#### Requirement:
Tally the lines in the following entries that include the word "operator"; state only the total.

─── The data

Issue #1123, opened 2026-08-18
The provisioned machine's HTTP→HTTPS redirect reflects the Host header, the same defect #1118 fixed in the wizard


VijitSingh97:
#1118 fixed this in the first-boot wizard. The same defect is in the **provisioned** machine, which
is the state every appliance spends its life in, and it was confirmed live on real hardware rather
than read from the config.

```
$ curl -sSI -H 'Host: evil.example' http://pithead.local/setup
HTTP/1.1 308 Permanent Redirect
Location: https://evil.example/setup
Server: Caddy
```

A bare-IP header behaves the same way (`Host: 203.0.113.9` → `https://203.0.113.9/`). Caddy's
HTTP→HTTPS redirect is a catch-all, so it echoes whatever host the request claimed.

## Why it matters more here than in the wizard

The wizard runs once. This is the every-day path: an operator who types the machine's name without
a scheme hits `:80` and is redirected — to the dashboard login, where they type the dashboard
password. Reaching it needs a name that resolves to the box (DNS rebinding, or a LAN whose DNS or
DHCP is not trustworthy), which is the same threat model the appliance already accepts by serving
TLS on the LAN at all. Severity is bounded by that, so this is hardening, not an emergency — but
the fix is cheap and the exposure is permanent rather than one-shot.

## Fix

Scope the redirect to the hosts the machine answers to, the same set #1118 settled on: the address
the request arrived on, the machine's hostname/FQDN, and `pithead.local`. In Caddy that is a named
site block for the known hosts plus a catch-all that either refuses or redirects back to the box,
rather than one catch-all that reflects the header.

## Coverage

The Caddyfile render is unit-tested, so the assertion belongs there: a rendered config must not
produce a redirect whose target comes from the request. The live curl above is the tier-4 shape —
worth a line in the post-deploy sweep, since it costs one request and needs no state.

VijitSingh97:
The appliance half landed too: 7f844b3 (PR #1134) on `develop-v2`. The issue auto-closed on the `develop` merge, so this is the record that both lanes carry the fix — with different shapes, deliberately. The appliance keeps the address the operator actually used (its site list is plural) and both of its new `:80` blocks carry the bind; `develop`'s single-host site needs neither.

Adversarially reviewed against real Caddy on the way in, including the attack that mattered: the new `:80` catch-all does **not** shadow the onion vhost — that still wins on host specificity and still returns its 401.

PR #1177, opened 2026-08-21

──────

#### Solution to this exercise:
2